# Red river eyes



## greenc (Mar 20, 2008)

Has anyone been trying the red this is my first year and the fishing is sick i never would have thought the river had such an abundance of big big eyes i have been out south and north of fargo only a couple of miles and usually get a limit within 1-2 hours i caught my biggest walleye in my life so far 32 incher the average size is 2-5lbs its sick and healthy looking i never would have thought it so for people who think the river is just for cats and poop fish they should reconsider


----------



## goosehunternd (Mar 10, 2006)

shhhhhhhhhh, I think you mst be fishing a diffrent river, theres no eyes in the red! :beer:


----------



## averyghg (Oct 16, 2006)

greenc said:


> i caught my biggest walleye in my life so far 32 incher the average size is 2-5lbs its sick and healthy looking i never would have thought it so for people who think the river is just for cats and poop fish they should reconsider


Lets see some pics! :beer:


----------



## NightWarrior (May 2, 2007)

I agree you must be fishing a differ river then you are speaking of!
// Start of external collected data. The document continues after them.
PR #3263, opened 2026-05-07
[Checkpoint] BaseModel state dict pipeline and pure I/O CheckpointManager

mori360:
Move state dict logic into BaseModel:
- StateDictMode enum (FULL/TRAINABLE/BASE) for mode-based save/load
- get_sd(mode) returns filtered state dict via DCP StateDictOptions
- sd_adapter property and set_sd_adapter() for HF format transforms
- to_hf/from_hf/adapter_to_hf delegate to stored adapter

Refactor CheckpointManager:
- Remove sd_adapter constructor parameter; access via model.sd_adapter
- ModelWrapper uses part.get_sd(mode) instead of get_model_state_dict
- Add initial_load_frozen and last_save_trainable_only config fields
- Extract _load_initial, _load_from_dcp, _load_from_hf helpers
- _save_last_step supports TRAINABLE mode for adapter-only export

Update all callsites (trainer, experiments, scripts) to wire sd_adapter onto model before checkpoint build.

### DIFF
--- a/scripts/checkpoint_conversion/convert_from_hf.py
+++ b/scripts/checkpoint_conversion/convert_from_hf.py
@@ -11,7 +11,7 @@ from pathlib import Path
 import torch
 import torch.distributed.checkpoint as dcp
 from torch.distributed.checkpoint import HuggingFaceStorageReader
-from torchtitan.components.checkpoint import ModelWrapper
+from torch.distributed.checkpoint.state_dict import get_model_state_dict
 
 
 @torch.inference_mode()
@@ -23,14 +23,12 @@ def convert_from_hf(input_dir, output_dir, model_name, model_flavor):
 
     with torch.device("cpu"):
         model = model_config.build()
-    model = ModelWrapper(model)
-
     sd_adapter = model_spec.state_dict_adapter(model_config, None)
     assert (
         sd_adapter is not None
     ), "trying to convert checkpoint from HF to DCP safetensors format, but sd_adapter is not provided."
     # get state dict in tt format with allocated memory
-    state_dict = model._get_state_dict()
+    state_dict = get_model_state_dict(model)
     # convert empty state dict to hf format so that hf weights can be loaded into it
     hf_state_dict = sd_adapter.to_hf(state_dict)
     dcp.load(
--- a/scripts/checkpoint_conversion/convert_from_hf.py
+++ b/scripts/checkpoint_conversion/convert_from_hf.py
@@ -11,7 +11,7 @@ from pathlib import Path
 import torch
 import torch.distributed.checkpoint as dcp
 from torch.distributed.checkpoint import HuggingFaceStorageReader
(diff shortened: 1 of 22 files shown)


mori360:
This pr is a new one based from https://github.com/pytorch/torchtitan/pull/3188 to remove the dependency between lora and checkpoint.

> For the sake of PP, we would keep ModelWrapper, but it should be a thin wrapper to hold all model_parts. Each individual model part (BaseModel) should handle the state dict content (hf or not, trainable / frozen / all). In the future we may reconsider how we do PP (e.g. one model hosting all stages).
Right now there seem to be complicated logic in save / load (e.g. load twice if saved a lora adapter before, firstly base model, then lora adapter). I would advocate for making it work e2e with a simple solution, namely -- provide two new configs (initial_load_frozen_only, last_save_trainable_only), which can be combined with existing hf options to achieve the following workflow: (1) create a model with lora, load an HF base model (2) save full DCP checkpoints (base + lora) (3) load full DCP checkpoints (base + lora) (4) save lora adapters only, in HF.

@tianyu-l This pr addresses what we discussed before.

> If we are doing this, we shouldn't make checkpointer more complicated. Instead this first two steps should be an offline process/script that lives outside of the main trainer - it can be a script that creates a customized checkpointer to do the offline process. If we are doing online conversion, it doesn't make sense to have the first two steps in the main checkpointer.
Also avoid saving the frozen model was one request before because not every user has the luxury to have the storage to store two copies of the large models. I'm not sure if this is still the request.

@fegin 
The checkpointer itself is not that complicated — dcp_load and dcp_save are unchanged. The new logic is just a mode flag (StateDictMode) that filters which keys are included, using existing DCP StateDictOptions(ignore_frozen_params=True).

Steps 1-4 all run inline during training (not offline) because they're the natural workflow for adapter finetuning: load base -> train -> save. The existing initial_load_in_hf already handled step 1 on main — we only added the frozen filter on top.

For the storage concern: last_save_trainable_only=True saves only adapter weights at the final step. The interval DCP checkpoints do save everything (base + LoRA) for simplicity — this keeps the resume path straightforward (single dcp.load with mode=FULL). We can revisit interval-level trainable-only saves if storage becomes a blocker, but for now we keep it simple and assume users primarily need full DCP for resume and trainable-only HF for export.

fegin:
I think my point is fairly simple. Users generally don't expect frozen parameters to be saved multiple times during training just for fault tolerance purpose. The storage usage can be huge. But I agree the logic will be complicated. If we don't want to support this, just flag this as a limitation.

mori360:
> I think my point is fairly simple. Users generally don't expect frozen parameters to be saved multiple times during training for fault tolerance purpose. The storage usage can be huge. But I agree the logic will be complicated. If we don't to support this, just flag this as a limitation.

This PR is for checkpoint only, later in the lora pr we can mention it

Maybe it was the buffalo or maple... :lol:

:beer:


----------



## Nick Roehl (Mar 7, 2002)

Your just catching pretty catfish, I have that problem too. :lol:


----------



## njsimonson (Sep 24, 2002)

How can a fish be both "sick and healthy looking" ???


----------



## dblkluk (Oct 3, 2002)

> How can a fish be both "sick and healthy looking" ???


Hey Nick, I think with the "kids" these days...Sick means good. :lol:


----------